Input-level Localization (context vs question)—Information resides in the context:

Intervention Metric LLM LVLM
Zero context Prob. Drop \(0.73\pm0.02\) \(0.65\pm0.31\)
Zero question Prob. Drop \(0.03\pm0.02\) \(0.05\pm0.03\)
Swap context CI \(0.61\pm0.02\) \(0.57\pm0.12\)
Swap question CI \(0.02\pm0.01\) \(0.03\pm0.04\)
Zero final item (text) Prob.
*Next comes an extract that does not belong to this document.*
PR #1071, opened 2024-07-18
[venice-thin-client] Allow refresh while fetching value from router

majisourav99:
## Allow refresh while fetching value from router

Drop \(0.95\pm0.04\)

Vision Counting Signal Foreground vs Background (Mean correct prob. via CountScope):

Region 3×3 patch 6×6 patch 10×10 patch
Foreground \(0.48\pm0.02\) \(0.46\pm0.01\) \(0.42\pm0.01\)
Background \(0.44\pm0.03\) \(0.58\pm0.02\) \(0.61\pm0.01\)

Practical Insight: Scaling via Spatial Structures (Accuracy for 10–20 objects):

Setting Accuracy
Unstructured + No CoT (Baseline) 10.0%
Text CoT (No image partition) 15.3%
Image partitioned into 4 (Structured) 50.4%

Dividing the image via lines allows the model to decompose counting into sub-problems, significantly outperforming text CoT.

Ablation Study

The paper validates experimental hypotheses using CI scores (higher = stronger support):

Mechanism Hypothesis Configuration Key CI Note
Continued Counting LLM question-first, k=2 \(0.90\pm0.07\) Most obvious in question-first config
Continued Counting LLM question-last, k=2 \(0.16\pm0.05\) Barely exists in question-last
Maximum Latent Count LLM question-first, \(N_s{>}N_t\), k=2 \(0.80\pm0.13\) Prediction follows source count
Linear Additivity LLM, Position diff k=3 \(0.85\pm0.11\) Intervening layers 21-26 shifts count
Delimiter Shortcut Polytypic Delimiter Patch Prob Drop \(0.97\) Model follows fake delimiter pattern

Key Findings

  • Counting is constrained by Transformer depth: Numbers 1→9 emerge sequentially between layers 5 and 16. Larger numbers require deeper layers, explaining failures in long sequences.
  • Mechanism sensitivity to prompt layout: Markovian counting and maximum latent count are most significant in question-first (LVLM: system-prompt) setups.
  • LVLM sensitivity drop after 5 objects: Visual models lose internal signal sensitivity after count > 5, whereas text models remain stable up to 10.
  • Localization differences: Text signals are localized at the final item; visual signals are global and often strongest in the background.

Highlights & Insights

  • CountScope as a decoding probe: By patching activations into a minimal context, it causally isolates discrete scalar concepts (order, count).
  • "Memoryless Counter" as an "Aha!" moment: Realizing the model does not sum but follows a Markovian state machine (\(N_{\text{source}}+N_{\text{target}}-k\)) clarifies how Transformers process sequences.
  • Delimiters as hidden protagonists: The discovery that commas are more predictive than items themselves identifies "structural markers" as a primary lever for counting performance.
  • Scalable engineering insight: Since counting is depth-constrained, spreading the "computation" across space (image partitioning) improved 10-20 object accuracy from 10% to 50% without retraining.

Limitations & Future Work

  • Lack of full circuit discovery: The work characterizes mechanisms but does not map the full attention-head/MLP circuit.
  • System-2 mechanisms unexplored: Internal mechanisms of CoT-based counting remain unknown.
  • Synthetic data bias: Primary analysis relies on synthetic lists/geometric images; validity in natural scenes with occlusion and high density requires verification.
  • Prompt sensitivity: Findings vary across prompt structures, raising questions about robustness in arbitrary layouts.
  • vs Logit/Tuned Lens: CountScope is a causal tool that outperforms correlational probes in the noisy numerical domain.
  • vs PatchScope: Ours adapts the "activation transfer" paradigm specifically for counting with a custom target context and CI scoring.
  • vs Behavioral Benchmarks: Moves beyond "does it count" to "where and how does it count."
  • vs System-2 CoT: While CoT expands computation via text tokens, Ours suggests "spatial tokens" (image partitioning) as an orthogonal way to distribute counting load.

Rating

  • Novelty: ⭐⭐⭐⭐⭐ First systematic causal characterization of counting in LLM+LVLM.
  • Experimental Thoroughness: ⭐⭐⭐⭐ Multi-model, multi-modal validation; slightly biased toward synthetic data.
  • Writing Quality: ⭐⭐⭐⭐ Clear hypotheses, though mechanisms are complex and require careful reading of charts.
  • Value: ⭐⭐⭐⭐⭐ Explains depth-constraints and provides practical structural tricks (image partitioning).